Он замолчал, и я вместе с ним.

Теперь, когда фонарь оставил в покое мои глаза, я рассматривал моего собеседника.

То был действительно старик, и притом чрезвычайно старый. Кроме снежно-белой бороды, о глубокой старости говорила похожая на пергамент кожа, худоба рук, морщины на лице. Но это был старик изумительно сильный и бодрый. Его стан был прям, голова высоко поднята; локти и колени казались гибкими. Он был высок, с длинными ногами и широкоплеч. Все в нем дышало силой, и палка, на которую он опирался, превращалась в его руке в настоящее оружие. Перед этим человеком, быть может, восьмидесятилетним, я -- солдат тридцати трех лет -- чувствовал себя хилым. Инстинктивно я нащупал в кармане широкую и длинную выпуклость моего пистолета, в котором из восьми пуль недоставало только одной, -- пули, сразившей недавно моего Зигфрида.

Секунду спустя мне стало стыдно за этот смутный и глупый страх, который заставил меня протянуть руку к оружию, и я возобновил разговор.

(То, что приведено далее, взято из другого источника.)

PR #2818, opened 2023-08-16
Fix `IntValidator` regarding validation of value `0`

### LINKED ISSUE #2817: wrong validate for value = 0
### What happened?

if i set max_prepared_transaction = 0 i have warning:
`2023-08-16 10:51:35,219 - WARNING - postgresql parameter max_prepared_transactions=0 failed validation, defaulting to 0`

set max_prepared_transaction = 0 (or other parametr, max_connections for example)

if value 0 is correct, than don't report it

-   Patroni version: 3.1.0
-   PostgreSQL version: 13
-   DCS (and its version): etcd

```yaml
loop_wait: 10
master_start_timeout: 300
postgresql:
  parameters:
    max_connections: 100
    max_locks_per_transaction: 64
    max_prepared_transactions: 0
    max_replication_slots: 10
    max_wal_senders: 4
    max_worker_processes: 8
    wal_keep_segments: 50
    wal_log_hints: true
  use_pg_rewind: true
  use_slots: true
retry_timeout: 10
ttl: 30
```

### patronictl show-config

```yaml
loop_wait: 10
master_start_timeout: 300
postgresql:
  parameters:
    max_connections: 100
    max_locks_per_transaction: 64
    max_prepared_transactions: 0
    max_replication_slots: 10
    max_wal_senders: 4
    max_worker_processes: 8
    wal_keep_segments: 50
    wal_log_hints: true
  use_pg_rewind: true
  use_slots: true
retry_timeout: 10
ttl: 30
```

### Patroni log files

```shell
no
```

### PostgreSQL log files

```shell
no
```

- [X] Yes

_No response_

barthisrael:
Previous to this commit `IntValidator` would always consider the value `0` invalid, even if in the allowed range.

The problem was that `parse_int` was returning `0` in the following line:

```python
value = parse_int(value, self.base_unit) or ""
```

However the `or ""` was evaluating to an empty string.

As `parse_int` returns either an `int` if able to parse, or `None` otherwise, the `isinstance(value, int)` is enough to error out when not a valid `int`.

Closes #2817

### DIFF
--- a/patroni/validator.py
+++ b/patroni/validator.py
@@ -767,7 +767,7 @@ class IntValidator(object):
         :param value: value to be checked against the rules defined for this :class:`IntValidator` instance.
         :returns: ``True`` if *value* is valid and within the expected range.
         """
-        value = parse_int(value, self.base_unit) or ""
+        value = parse_int(value, self.base_unit)
         ret = isinstance(value, int)\
             and (self.min is None or value >= self.min)\
             and (self.max is None or value <= self.max)


CyberDem0n:
:+1:

hughcapet:
👍

PR #2824, opened 2023-08-18
Update api docs examples

hughcapet:
* Add failsafe_mode_is_active to /patroni and /metrics
* Add examples showing that failsafe_mode_is_active and cluster_unlocked are only shown for /patroni when the value is "true"
* Update /patroni and /config examples


CyberDem0n:
:+1:

hughcapet:
👍

PR #2827, opened 2023-08-21
Updated HAProxy Go Template Yaml

mich1990:
I used the template but it generates the same config for read/write and read-only replicas. I updated the config to automatically generate leader dbs in primary section and replicas in the replicas section

### DIFF
--- a/extras/confd/templates/haproxy.tmpl
+++ b/extras/confd/templates/haproxy.tmpl
@@ -21,12 +21,12 @@ listen primary
 	option httpchk HEAD /primary
 	http-check expect status 200
 	default-server inter 3s fall 3 rise 2 on-marked-down shutdown-sessions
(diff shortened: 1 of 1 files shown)


CyberDem0n:
It is a clear :-1: from me. It seems you don't understand the idea of HAProxy TCP traffic routing based on health checks.

mich1990:
> It is a clear 👎 from me. It seems you don't understand the idea of HAProxy TCP traffic routing based on health checks.

I understand that during failover the server goes red on HAProxy GUI and it wont be used but why not being specific and updated it asap?

CyberDem0n:
confd updates config files on a schedule (lets say every 10s).
That means, it will take up to 10s to find the new leader and update the config file and on top of that it will take at least 3s (**inter 3s** fall 3 **rise 2**) to make newly added backend healthy.

On top of that you are doing yet another request to DCS.

That's a clear lose-lose situation:
- the number of DCS calls from confd is two times higher than before
- downtime is higher.

PR #2829, opened 2023-08-21
Introduce connection pool

CyberDem0n:
Make it hold connection kwargs for local connections and all `NamedConnection` objects use them automatically.

Also get rid of redundant `ConfigHandler.local_connect_kwargs`.

On top of that we will introduce a dedicated connection for the REST API thread.

### DIFF
--- a/patroni/postgresql/__init__.py
+++ b/patroni/postgresql/__init__.py
@@ -18,7 +18,7 @@ from .bootstrap import Bootstrap
 from .callback_executor import CallbackAction, CallbackExecutor
 from .cancellable import CancellableSubprocess
 from .config import ConfigHandler, mtime
-from .connection import Connection, get_connection_cursor
+from .connection import ConnectionPool, get_connection_cursor
 from .citus import CitusHandler
 from .misc import parse_history, parse_lsn, postgres_major_version_to_int
 from .postmaster import PostmasterProcess
@@ -79,7 +79,8 @@ class Postgresql(object):
         self.set_state('stopped')
 
         self._pending_restart = False
-        self._connection = Connection()
+        self.connection_pool = ConnectionPool()
+        self._connection = self.connection_pool.get('__main__')
         self.citus_handler = CitusHandler(self, config.get('citus'))
         self.config = ConfigHandler(self, config)
         self.config.check_directories()
@@ -277,7 +278,7 @@ class Postgresql(object):
 
         :returns: 'ok' if PostgreSQL is up, 'reject' if starting up, 'no_resopnse' if not up."""
 
-        r = self.config.local_connect_kwargs
+        r = self.connection_pool.conn_kwargs
         cmd = [self.pgcommand('pg_isready'), '-p', r['port'], '-d', self._database]
 
         # Host is not set if we are connecting via default unix socket
@@ -327,10 +328,6 @@ class Postgresql(object):
 
     def connection(self) -> Union['connection3', 'Connection3[Any]']:
         return self._connection.get()
-
-    def set_connection_kwargs(self, kwargs: Dict[str, Any]) -> None:
-        self._connection.set_conn_kwargs(kwargs.copy())
-        self.citus_handler.set_conn_kwargs(kwargs.copy())
 
     def _query(self, sql: str, *params: Any) -> List[Tuple[Any, ...]]:
         """Execute *sql* query with *params* and optionally return results.
@@ -694,7 +691,7 @@ class Postgresql(object):
         # the former node, otherwise, we might get a stalled one
         # after kill -9, which would report incorrect data to
         # patroni.
-        self._connection.close()
+        self.connection_pool.close()
 
         if self.is_running():
             logger.error('Cannot start PostgreSQL because one is already running.')
@@ -765,7 +762,7 @@ class Postgresql(object):
     def checkpoint(self, connect_kwargs: Optional[Dict[str, Any]] = None,
                    timeout: Optional[float] = None) -> Optional[str]:
         check_not_is_in_recovery = connect_kwargs is not None
-        connect_kwargs = connect_kwargs or self.config.local_connect_kwargs
+        connect_kwargs = connect_kwargs or self.connection_pool.conn_kwargs
         for p in ['connect_timeout', 'options']:
             connect_kwargs.pop(p, None)
         if timeout:
--- a/patroni/postgresql/__init__.py
+++ b/patroni/postgresql/__init__.py
@@ -80,7 +80,7 @@ class Postgresql(object):
 
         self._pending_restart = False
         self.connection_pool = ConnectionPool()
-        self._connection = self.connection_pool.get('__main__')
+        self._connection = self.connection_pool.get('heartbeat')
         self.citus_handler = CitusHandler(self, config.get('citus'))
         self.config = ConfigHandler(self, config)
         self.config.check_directories()
--- a/patroni/postgresql/config.py
+++ b/patroni/postgresql/config.py
@@ -942,23 +942,6 @@ class ConfigHandler(object):
                 return 'localhost'  # connection via localhost is preferred
         return listen_addresses[0].strip()  # can't use localhost, take first address from listen_addresses
 
-    @property
-    def local_connect_kwargs(self) -> Dict[str, Any]:
-        ret = self._local_address.copy()
-        # add all of the other connection settings that are available
-        ret.update(self._superuser)
-        # if the "username" parameter is present, it actually needs to be "user"
-        # for connecting to PostgreSQL
-        if 'username' in self._superuser:
-            ret['user'] = self._superuser['username']
-            del ret['username']
-        # ensure certain Patroni configurations are available
-        ret.update({'dbname': self._postgresql.database,
-                    'fallback_application_name': 'Patroni',
-                    'connect_timeout': 3,
-                    'options': '-c statement_timeout=2000'})
-        return ret
-
     def resolve_connection_addresses(self) -> None:
         port = self._server_parameters['port']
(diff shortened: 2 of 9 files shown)


patroni/postgresql/__init__.py
```diff
@@ -277,7 +278,7 @@ def pg_isready(self) -> str:
 
         :returns: 'ok' if PostgreSQL is up, 'reject' if starting up, 'no_resopnse' if not up."""
 
-        r = self.config.local_connect_kwargs
+        r = self.connection_pool.conn_kwargs
         cmd = [self.pgcommand('pg_isready'), '-p', r['port'], '-d', self._database]
```
matthbakeredb, line 282:
```suggestion
        connect_kwargs = self.connection_pool.conn_kwargs
        cmd = [self.pgcommand('pg_isready'), '-p', connect_kwargs['port'], '-d', self._database]
```

matthbakeredb: And the other references of this var in this method

patroni/postgresql/config.py
```diff
@@ -942,23 +942,6 @@ def _get_tcp_local_address(self) -> str:
...
-            ret['user'] = self._superuser['username']
-            del ret['username']
-        # ensure certain Patroni configurations are available
-        ret.update({'dbname': self._postgresql.database,
-                    'fallback_application_name': 'Patroni',
-                    'connect_timeout': 3,
-                    'options': '-c statement_timeout=2000'})
-        return ret
-
     def resolve_connection_addresses(self) -> None:
```
matthbakeredb, line 945: No docstring ;-)

patroni/postgresql/config.py
```diff
@@ -972,12 +955,25 @@ def resolve_connection_addresses(self) -> None:
...
         tcp_local_address = {'host': tcp_local_address, 'port': port}
 
-        self._local_address = unix_local_address if self._config.get('use_unix_socket') else tcp_local_address
         self.local_replication_address = unix_local_address\
             if self._config.get('use_unix_socket_repl') else tcp_local_address
 
         self._postgresql.connection_string = uri('postgres', netloc, self._postgresql.database)
-        self._postgresql.set_connection_kwargs(self.local_connect_kwargs)
+
+        local_address = unix_local_address if self._config.get('use_unix_socket') else tcp_local_address
```
matthbakeredb, line 963: I feel like this needs a comment to explain the intention here. Then that makes me think that this method is doing a number of different steps to build up different data points. There's 2 separate places where data is changed outside of this method. Should there be a single place where this updates? Also do we envisage a possibility of the below failing and if so do the previous data write(s) need rolling back or not be set?

patroni/postgresql/connection.py
```diff
@@ -76,12 +83,72 @@ def query(self, sql: str, *params: Any) -> List[Tuple[Any, ...]]:
...
             raise PostgresConnectionException('connection problems') from exc
 
-    def close(self) -> None:
-        """Close the psycopg connection to postgres."""
+    def close(self, silent: bool = False) -> bool:
+        """Close the psycopg connection to postgres.
+
+        :param silent: whether the method should write logs.
+
+        :returns: ``True`` if ``psycopg`` connection was closed, ``False``, otherwise.``
```
matthbakeredb, line 91:
```suggestion
        :returns: ``True`` if ``psycopg`` connection was closed, ``False`` otherwise.``
```

patroni/postgresql/__init__.py
CyberDem0n: This will be unrelated change, will bloat PR and make it harder to review.

patroni/postgresql/config.py
```diff
@@ -943,6 +943,30 @@ def _get_tcp_local_address(self) -> str:
...
 
     def resolve_connection_addresses(self) -> None:
+        """Calculates and sets local and remote connection urls and options.
+
+        This method sets:
+            * ``Postgresql.connection_string`` attribute, which is later written to the member key in DCS
+              as ``conn_url``.
+            * ``ConfigHandler.local_replication_address`` attribute, is used for replication connections
+              to local postgres.
+            * ``ConnectionPool.conn_kwargs`` attribute, is used for superuser connections to local postgres.
```
matthbakeredb, line 953:
```suggestion
            * :attr:``Postgresql.connection_string`` attribute, which is later written to the member key in DCS
              as ``conn_url``.
            * :attr:``ConfigHandler.local_replication_address`` attribute, is used for replication connections
              to local postgres.
            * :attr:``ConnectionPool.conn_kwargs`` attribute, is used for superuser connections to local postgres.
```

patroni/postgresql/config.py
```diff
@@ -943,6 +943,30 @@ def _get_tcp_local_address(self) -> str:
...
+
+        .. note::
+            If there is a valid directory in ``postgresql.parameters.unix_socket_directories``  in the Patroni
```
matthbakeredb, line 956:
```suggestion
            If there is a valid directory in ``postgresql.parameters.unix_socket_directories`` in the Patroni
```

patroni/postgresql/config.py
```diff
@@ -943,6 +943,30 @@ def _get_tcp_local_address(self) -> str:
...
+            configuration and there are ``postgresql.use_unix_socket`` and/or ``postgresql.use_unix_socket_repl``
```
matthbakeredb, line 957:
```suggestion
            configuration and ``postgresql.use_unix_socket`` and/or ``postgresql.use_unix_socket_repl``
```

patroni/postgresql/config.py
```diff
@@ -943,6 +943,30 @@ def _get_tcp_local_address(self) -> str:
...
+            are set to ``True``, we respectively use unix sockets for superuser and replication connections
+            to local postgres.
+
+            If there is a requirement to use unix sockets, but nothing is set in the
+            ``postgresql.parameters.unix_socket_directories`` we omit a ``host`` in connection parameters relying
```
matthbakeredb, line 962:
```suggestion
            ``postgresql.parameters.unix_socket_directories``, we omit a ``host`` in connection parameters relying
```

patroni/postgresql/config.py
```diff
@@ -943,6 +943,30 @@ def _get_tcp_local_address(self) -> str:
...
+            on the ability of ``libpq`` to connect via some default unix socket directory.
+
+            If unix sockets are not requested we "switch" to TCP, but prefer to use ``localhost`` if it is possible
+            to deduct that Postgres is listening on it.
```
matthbakeredb, line 966:
```suggestion
            If unix sockets are not requested we "switch" to TCP, prefering to use ``localhost`` if it is possible
            to deduce that Postgres is listening on a local interface address.
```

matthbakeredb (changes requested):
Thanks for adding the doc string. Added some suggestions to that

matthbakeredb (approved):
lgtm!

patroni/postgresql/config.py
```diff
@@ -942,24 +942,31 @@ def _get_tcp_local_address(self) -> str:
...
-
     def resolve_connection_addresses(self) -> None:
+        """Calculates and sets local and remote connection urls and options.
+
+        This method sets:
+            * :attr:``Postgresql.connection_string`` attribute, which is later written to the member key in DCS
+              as ``conn_url``.
+            * :attr:``ConfigHandler.local_replication_address`` attribute, is used for replication connections
+              to local postgres.
+            * :attr:``ConnectionPool.conn_kwargs`` attribute, is used for superuser connections to local postgres.
```
barthisrael, line 953:
```suggestion
            * :attr:`Postgresql.connection_string <patroni.postgresql.Postgresql.connection_string>` attribute, which
              is later written to the member key in DCS as ``conn_url``.
            * :attr:`ConfigHandler.local_replication_address` attribute, which is used for replication connections to
              local postgres.
            * :attr:`ConnectionPool.conn_kwargs <patroni.postgresql.connection.ConnectionPool.conn_kwargs>` attribute,
              which is used for superuser connections to local postgres.
```

We need the full path to create links to things from other modules. In order to keep the alias, I suggested the syntax:

```
:attr:`ALIAS <PATH_TO_LINK>`
```

patroni/postgresql/connection.py
```diff
@@ -76,12 +83,72 @@ def query(self, sql: str, *params: Any) -> List[Tuple[Any, ...]]:
...
+
+
+class ConnectionPool:
+    """Helper class to manage named connections from Patroni to PostgreSQL.
+
+    The instance keeps named :class:`NamedConnection` objects and parameters that must be used for new connections.
+    """
+
+    def __init__(self) -> None:
+        """Create and instance of :class:`ConnectionPool` class."""
```
barthisrael, line 110:
```suggestion
        """Create an instance of :class:`ConnectionPool` class."""
```

patroni/postgresql/connection.py
```diff
@@ -76,12 +83,72 @@ def query(self, sql: str, *params: Any) -> List[Tuple[Any, ...]]:
...
+
+    def get(self, name: str, kwargs_override: Optional[Dict[str, Any]] = None) -> NamedConnection:
+        """Get a new named :class:`NamedConnection` object from the pool.
+
+        .. note::
+            Creates a new :class:`NamedConnection` object if it doesn't yet exist in the pool.
+
+        :param name: name of the connection.
+        :param kwargs_override: :class:`dict` object with connection parameters that should be
+                                different from default values provided by ``conn_kwargs``.
```
barthisrael, line 138:
```suggestion
                                different from default values provided by :attr:`conn_kwargs`.
```

So we link to the property.

barthisrael (approved):
PR looks good.

Posted a few suggestions for better API docs.

CyberDem0n:
:+1:

PR #2831, opened 2023-08-24
Generate documentation of private members through sphinx docs

barthisrael:
With this commit we make sphinx build API docs for the following things, which were missing up to this point:

* `__init__` method of classes;
* "private" members (properties, functions, methods, attributes, etc., which name starts with an underscore);
* members that are missing a docstring, so we can still reference them with links in the documentation.

The third point can be removed later, if we wish, when we reach a point where everything has proper docstrings in the Patroni code base.

References: PAT-195.


hughcapet:
what's with the Tests / docs step failing here?

matthbakeredb:
> what's with the Tests / docs step failing here?

I expect sphinx wasn't parsing the private methods at all before so didn't detect formatting problems. I'll take a look as Israel is on leave this week.

patroni/config.py
```diff
@@ -257,7 +257,7 @@ def __init__(self, configfile: str,
 
               * file or directory path passed as command-line argument (*configfile*), if it exists and the file or
                 files found in the directory can be parsed (see :meth:`~Config._load_config_path`), otherwise
-              * YAML file passed via the environment variable (see :cvar:`PATRONI_CONFIG_VARIABLE`), if the referenced
+              * YAML file passed via the environment variable (see :attr:`PATRONI_CONFIG_VARIABLE`), if the referenced
```
CyberDem0n, line 260: Hmm, in the class docstring it is declared as `:cvar:`. Shouldn't it be here the same?

patroni/postgresql/validator.py
```diff
@@ -280,17 +280,18 @@ def _read_postgres_gucs_validators_file(file: str) -> Dict[str, Any]:
...
     """Load all Postgres GUC validators from YAML files.
 
+    Load validators from YAML files that were found.
+
     Recursively walk through ``available_parameters`` directory and load validators of each found YAML file into
     ``parameters`` and/or ``recovery_parameters`` variables.
 
     Walk through directories in top-down fashion and for each of them:
         * Sort files by name;
-        * Load validators from YAML files that were found.
```
CyberDem0n, line 288: Is it an expected change?

patroni/config.py
matthbakeredb: Apparently, it's not a valid "domain" according to sphinx command output. Docs are here for what can be used
https://www.sphinx-doc.org/en/master/usage/restructuredtext/domains.html#cross-referencing-python-objects

patroni/postgresql/validator.py
matthbakeredb: Hmmn yes that is odd. Let me revert it and see if there were errors.

matthbakeredb: Yep, unrelated. Reverted.

CyberDem0n:
:+1:

hughcapet:
👍

PR #2832, opened 2023-08-24
Fix bug with kubernetes.standby_leader_label_value

CyberDem0n:
When running with the leader lock Patroni was just setting the `role` label to `master` and effectively `kubernetes.standby_leader_label_value` feature never worked.

Now it is fixed, but in order to not introduce breaking changes we just update default value of the `standby_leader_label_value` to the `master`.


matthbakeredb (approved):
Would the breaking change be to not use the word `master`? Is that something that should be considered for a future change?

barthisrael (approved):

hughcapet:
👍

CyberDem0n:
@matthbakeredb, yes, if we currently use something different from master it would be a breaking change.

CyberDem0n:
:+1:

-- Сударь, -- начал я, на этот раз очень учтиво, -- я еще не поблагодарил вас, извините меня. Я не оценил вашего благородного вмешательства: чтобы помочь мне, вы, быть может, рисковали жизнью, спускаясь по этому опасному склону. Примите мою благодарность. Я -- капитан Андре Нарси, из главного штаба вице-адмирала губернатора.

Я остановился, предполагая, что в обмен на мое имя услышу другое. Но старик не назвал себя. Во всяком случае, он слушал чрезвычайно внимательно. Я продолжал:

-- Я везу пакет караульному батареи в форте Большого Мыса. Если я сбился с дороги и заблудился, если я кончил тем, что упал от истощения и заснул здесь, изнеможденный, то все это благодаря тому, что я пытался выполнить миссию, которая на меня была возложена, и от которой я и сейчас не могу отказаться. Теперь, сударь, осмелюсь ли я обратиться еще раз к вашей любезности: укажите мне, прошу вас, хорошую дорогу, которой я не мог найти сам, дорогу, которая ведет к Большому Мысу.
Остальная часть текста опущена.